* [Prompt] Nothing but the entries, copied exactly, should appear in the response.

Saved data entries
PR #718, opened 2020-05-05
WIP: add safer unwrap

DaAitch:
Hello,

this PR prevents that `ObjectWrap::Unwrap` can be used with any type. It has to be a type having `ObjectWrap<T>` as sub class.

I spend some time finding a bug in my appliction, which did not segfault, because I did something like this [test/objectwrap-saferunwrap.cc](https://github.com/nodejs/node-addon-api/compare/master...DaAitch:feature/safer-objectwrap-unwrap?expand=1#diff-a71d3d02039e2af6cf01c920dbf97ae4) and it compiles and the reason I found out something is really going wrong is, that the stacktrace shows calling a method `->A()` actually called `->B()`. Then I realized, that it might be is a vtable pointer fixup problem and understand that of course it's possible, but not allowed to reinterpret cast `void *` to any type but the the original one.

So to prevent that s.o. tries to seductively unwrap an `ObjectWrap<Car>` or `ObjectWrap<Truck>` to any sub class like `IVehicle` (which obviously is not a ObjectWrap) it should not compile.

What do you think?

If this has a chance to land, we my need "should not compile" tests.

### DIFF
--- a/napi-inl.h
+++ b/napi-inl.h
@@ -3167,12 +3167,29 @@ inline ObjectWrap<T>::~ObjectWrap() {
   }
 }
 
+namespace details {
+  // This type resolution fails, if the T is not convertible to ObjectWrap<T>
+  template<class T>
+  using ObjectWrapSaferType = typename std::enable_if<
+    std::is_convertible<T*, ObjectWrap<T>*>::value, T>::type;
+
+  template<class T>
+#ifndef NAPI_UNSAFER_UNWRAP
+  ObjectWrapSaferType<T>*
+#else
+  T*
+#endif
+  SaferUnwrap(Object wrapper) {
+    T* unwrapped;
+    napi_status status = napi_unwrap(wrapper.Env(), wrapper, reinterpret_cast<void**>(&unwrapped));
+    NAPI_THROW_IF_FAILED(wrapper.Env(), status, nullptr);
+    return unwrapped;
+  }
+}
+
 template<typename T>
 inline T* ObjectWrap<T>::Unwrap(Object wrapper) {
-  T* unwrapped;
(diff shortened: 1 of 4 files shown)


mhdawson:
I like the concept, do you have ideas of how we'd add the "should not compile" tests?

gabrielschulhof:
We should call the function `SafeUnwrap` not `SaferUnwrap` and the C preprocessor variable should be `NAPI_SAFE_UNWRAP`. If present, it should do the safe `napi_unwrap`, otherwise it should do the regular `napi_unwrap`. The way it is now is kind of confusing to me.

@DaAitch is this related to https://github.com/nodejs/node-addon-api/pull/732 (multiple inheritance)?

@mhdawson maybe we should have a second target in the test/binding.gyp file which only gets run in the CI and is considered failed if it successfully compile. Might be kind of a crude check though, because it might be quite an effort to start analyzing the compiler's stderr output to see if it generated the right error message. Our many supported platforms each have a compiler that produces its own individual message, and the message may change with the version of the compiler, so if we analyzed compiler stderr output we might be signing up for quite a maintenance burden.

The PR needs a rebase.

mhdawson:
@gabrielschulhof having that second target which fails makes sense to me :)

mhdawson:
@DaAitch any chance you can rebase so we can move forward.

DaAitch:
@mhdawson sorry for the delay, I didn't read notifications for a long time :(. If you still think this may help, please feel free to copy and adapt my code and close this PR. At present I think I'm too far away from this topic. Sorry for that

mhdawson:
I think at this point based on the last comment we'll close, and somebody can reopen in the future if they'd like to get it landed.

PR #732, opened 2020-05-16
Fix wrap/unwrap of objects also inheriting from non-ObjectWrap

davedoesdev:
`ObjectWrap` methods need to cast to `T*` otherwise `this` gets set wrongly when unwrapping.

Included test fails without the fix because the object is unwrapped to the wrong address.

Tested using gcc 9.3.0


mhdawson:
@nodejs/n-api would be great to get one more review before I land this.

mhdawson:
Landed as ba7ad37d4462c5f3b61a8a7750df2906b7914609

PR #736, opened 2020-05-24
fix testEnumerables on ObjectWrap

fholzer:
The assertion on key length is broken. It's an assignment instead of a bool expression.
Also changes the tests for properties to the same style as the tests for "own properties."

### DIFF
--- a/test/objectwrap.js
+++ b/test/objectwrap.js
@@ -108,11 +108,11 @@ const test = (binding) => {
         keys.push(key);
       }
 
-      assert(keys.length = 4);
-      assert(obj.testGetSet);
-      assert(obj.testGetter);
-      assert(obj.testValue);
-      assert(obj.testMethod);
+      assert(keys.length == 6);
+      assert(keys.includes("testGetSet"));
+      assert(keys.includes("testGetter"));
+      assert(keys.includes("testValue"));
+      assert(keys.includes("testMethod"));
     }
   };
 
--- a/test/objectwrap.js
+++ b/test/objectwrap.js
@@ -109,10 +109,14 @@ const test = (binding) => {
       }
 
       assert(keys.length == 6);
+      // on prototype
       assert(keys.includes("testGetSet"));
       assert(keys.includes("testGetter"));
       assert(keys.includes("testValue"));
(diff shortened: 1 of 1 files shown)


fholzer:
Also since the key length assertion was broken, no one noticed that the key length actually changed because addition instance properties were added.  (in e8935bd8d97ba61cd4c005fab571d9fb39ab9249)

test/objectwrap.js
```diff
@@ -108,11 +108,11 @@ const test = (binding) => {
...
-      assert(keys.length = 4);
-      assert(obj.testGetSet);
-      assert(obj.testGetter);
-      assert(obj.testValue);
-      assert(obj.testMethod);
+      assert(keys.length == 6);
+      assert(keys.includes("testGetSet"));
+      assert(keys.includes("testGetter"));
+      assert(keys.includes("testValue"));
+      assert(keys.includes("testMethod"));
```
mhdawson, line 115: Since there are now 6, there should likely be an assert for the 2 additional methods right?

fholzer: From what I see, tests for those were added in the same commit the properties were added. See https://github.com/nodejs/node-addon-api/commit/e8935bd8d97ba61cd4c005fab571d9fb39ab9249#diff-ec20a47eb5374e448ec0794a5fb6ac6eR100
Though maybe I'm missing something...

mhdawson: I just though that if it validates that the number is 6, then it would be followed by 6 asserts as to what those are.  It's not clear to without taking more time to check that that the earlier 

```
 assert(Object.keys(obj).length === 2);
    assert(Object.keys(obj).includes('ownProperty'));
    assert(Object.keys(obj).indexOf('ownPropertyT') >= 0);
```

covers that and if it it does it may may sense to still have the additional checks so that if the length is 6 we follow it with 6 checks.

fholzer: I added the check in 2405844c2bae0482d13494d42c1aecb1f3290742

mhdawson:
@fholzer thanks!. Landed as d463f02bc78bd90d4149a1888e19e9a8159b44d7

Issue #990, opened 2021-05-02
[Tests] add documentation for handleScope class and EscapableHandleScope class


JckXia:
| class                   | methods                                                                                                                          |
|-------------------------|----------------------------------------------------------------------------------------------------------------------------------|
 |HandleScope |     |
 |Covered #250|HandleScope(Napi::Env env) |
 ||HandleScope(napi_env env, napi_handle_scope scope) |
 | |Env() | 
 |EscapableHandleScope  |  |
 | |EscapableHandleScope(napi_env env, napi_escapable_handle_scope scope) |
 |Covered #250 |EscapableHandleScope(Napi::Env env) |
 |Covered #250 |Value Escape(napi_value escape) |
 | | Env() |

JckXia:
Completed following #1263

* [The answer]
PR #718, opened 2020-05-05
WIP: add safer unwrap

DaAitch:
Hello,

this PR prevents that `ObjectWrap::Unwrap` can be used with any type. It has to be a type having `ObjectWrap<T>` as sub class.

I spend some time finding a bug in my appliction, which did not segfault, because I did something like this [test/objectwrap-saferunwrap.cc](https://github.com/nodejs/node-addon-api/compare/master...DaAitch:feature/safer-objectwrap-unwrap?expand=1#diff-a71d3d02039e2af6cf01c920dbf97ae4) and it compiles and the reason I found out something is really going wrong is, that the stacktrace shows calling a method `->A()` actually called `->B()`. Then I realized, that it might be is a vtable pointer fixup problem and understand that of course it's possible, but not allowed to reinterpret cast `void *` to any type but the the original one.

So to prevent that s.o. tries to seductively unwrap an `ObjectWrap<Car>` or `ObjectWrap<Truck>` to any sub class like `IVehicle` (which obviously is not a ObjectWrap) it should not compile.

What do you think?

If this has a chance to land, we my need "should not compile" tests.

### DIFF
--- a/napi-inl.h
+++ b/napi-inl.h
@@ -3167,12 +3167,29 @@ inline ObjectWrap<T>::~ObjectWrap() {
   }
 }
 
+namespace details {
+  // This type resolution fails, if the T is not convertible to ObjectWrap<T>
+  template<class T>
+  using ObjectWrapSaferType = typename std::enable_if<
+    std::is_convertible<T*, ObjectWrap<T>*>::value, T>::type;
+
+  template<class T>
+#ifndef NAPI_UNSAFER_UNWRAP
+  ObjectWrapSaferType<T>*
+#else
+  T*
+#endif
+  SaferUnwrap(Object wrapper) {
+    T* unwrapped;
+    napi_status status = napi_unwrap(wrapper.Env(), wrapper, reinterpret_cast<void**>(&unwrapped));
+    NAPI_THROW_IF_FAILED(wrapper.Env(), status, nullptr);
+    return unwrapped;
+  }
+}
+
 template<typename T>
 inline T* ObjectWrap<T>::Unwrap(Object wrapper) {
-  T* unwrapped;
(diff shortened: 1 of 4 files shown)


mhdawson:
I like the concept, do you have ideas of how we'd add the "should not compile" tests?

gabrielschulhof:
We should call the function `SafeUnwrap` not `SaferUnwrap` and the C preprocessor variable should be `NAPI_SAFE_UNWRAP`. If present, it should do the safe `napi_unwrap`, otherwise it should do the regular `napi_unwrap`. The way it is now is kind of confusing to me.

@DaAitch is this related to https://github.com/nodejs/node-addon-api/pull/732 (multiple inheritance)?

@mhdawson maybe we should have a second target in the test/binding.gyp file which only gets run in the CI and is considered failed if it successfully compile. Might be kind of a crude check though, because it might be quite an effort to start analyzing the compiler's stderr output to see if it generated the right error message. Our many supported platforms each have a compiler that produces its own individual message, and the message may change with the version of the compiler, so if we analyzed compiler stderr output we might be signing up for quite a maintenance burden.

The PR needs a rebase.

mhdawson:
@gabrielschulhof having that second target which fails makes sense to me :)

mhdawson:
@DaAitch any chance you can rebase so we can move forward.

DaAitch:
@mhdawson sorry for the delay, I didn't read notifications for a long time :(. If you still think this may help, please feel free to copy and adapt my code and close this PR. At present I think I'm too far away from this topic. Sorry for that

mhdawson:
I think at this point based on the last comment we'll close, and somebody can reopen in the future if they'd like to get it landed.

PR #732, opened 2020-05-16
Fix wrap/unwrap of objects also inheriting from non-ObjectWrap

davedoesdev:
`ObjectWrap` methods need to cast to `T*` otherwise `this` gets set wrongly when unwrapping.

Included test fails without the fix because the object is unwrapped to the wrong address.

Tested using gcc 9.3.0


mhdawson:
@nodejs/n-api would be great to get one more review before I land this.

mhdawson:
Landed as ba7ad37d4462c5f3b61a8a7750df2906b7914609

PR #736, opened 2020-05-24
fix testEnumerables on ObjectWrap

fholzer:
The assertion on key length is broken. It's an assignment instead of a bool expression.
Also changes the tests for properties to the same style as the tests for "own properties."

### DIFF
--- a/test/objectwrap.js
+++ b/test/objectwrap.js
@@ -108,11 +108,11 @@ const test = (binding) => {
         keys.push(key);
       }
 
-      assert(keys.length = 4);
-      assert(obj.testGetSet);
-      assert(obj.testGetter);
-      assert(obj.testValue);
-      assert(obj.testMethod);
+      assert(keys.length == 6);
+      assert(keys.includes("testGetSet"));
+      assert(keys.includes("testGetter"));
+      assert(keys.includes("testValue"));
+      assert(keys.includes("testMethod"));
     }
   };
 
--- a/test/objectwrap.js
+++ b/test/objectwrap.js
@@ -109,10 +109,14 @@ const test = (binding) => {
       }
 
       assert(keys.length == 6);
+      // on prototype
       assert(keys.includes("testGetSet"));
       assert(keys.includes("testGetter"));
       assert(keys.includes("testValue"));
(diff shortened: 1 of 1 files shown)


fholzer:
Also since the key length assertion was broken, no one noticed that the key length actually changed because addition instance properties were added.  (in e8935bd8d97ba61cd4c005fab571d9fb39ab9249)

test/objectwrap.js
```diff
@@ -108,11 +108,11 @@ const test = (binding) => {
...
-      assert(keys.length = 4);
-      assert(obj.testGetSet);
-      assert(obj.testGetter);
-      assert(obj.testValue);
-      assert(obj.testMethod);
+      assert(keys.length == 6);
+      assert(keys.includes("testGetSet"));
+      assert(keys.includes("testGetter"));
+      assert(keys.includes("testValue"));
+      assert(keys.includes("testMethod"));
```
mhdawson, line 115: Since there are now 6, there should likely be an assert for the 2 additional methods right?

fholzer: From what I see, tests for those were added in the same commit the properties were added. See https://github.com/nodejs/node-addon-api/commit/e8935bd8d97ba61cd4c005fab571d9fb39ab9249#diff-ec20a47eb5374e448ec0794a5fb6ac6eR100
Though maybe I'm missing something...

mhdawson: I just though that if it validates that the number is 6, then it would be followed by 6 asserts as to what those are.  It's not clear to without taking more time to check that that the earlier 

```
 assert(Object.keys(obj).length === 2);
    assert(Object.keys(obj).includes('ownProperty'));
    assert(Object.keys(obj).indexOf('ownPropertyT') >= 0);
```

covers that and if it it does it may may sense to still have the additional checks so that if the length is 6 we follow it with 6 checks.

fholzer: I added the check in 2405844c2bae0482d13494d42c1aecb1f3290742

mhdawson:
@fholzer thanks!. Landed as d463f02bc78bd90d4149a1888e19e9a8159b44d7

Issue #990, opened 2021-05-02
[Tests] add documentation for handleScope class and EscapableHandleScope class


JckXia:
| class                   | methods                                                                                                                          |
|-------------------------|----------------------------------------------------------------------------------------------------------------------------------|
 |HandleScope |     |
 |Covered #250|HandleScope(Napi::Env env) |
 ||HandleScope(napi_env env, napi_handle_scope scope) |
 | |Env() | 
 |EscapableHandleScope  |  |
 | |EscapableHandleScope(napi_env env, napi_escapable_handle_scope scope) |
 |Covered #250 |EscapableHandleScope(Napi::Env env) |
 |Covered #250 |Value Escape(napi_value escape) |
 | | Env() |

JckXia:
Completed following #1263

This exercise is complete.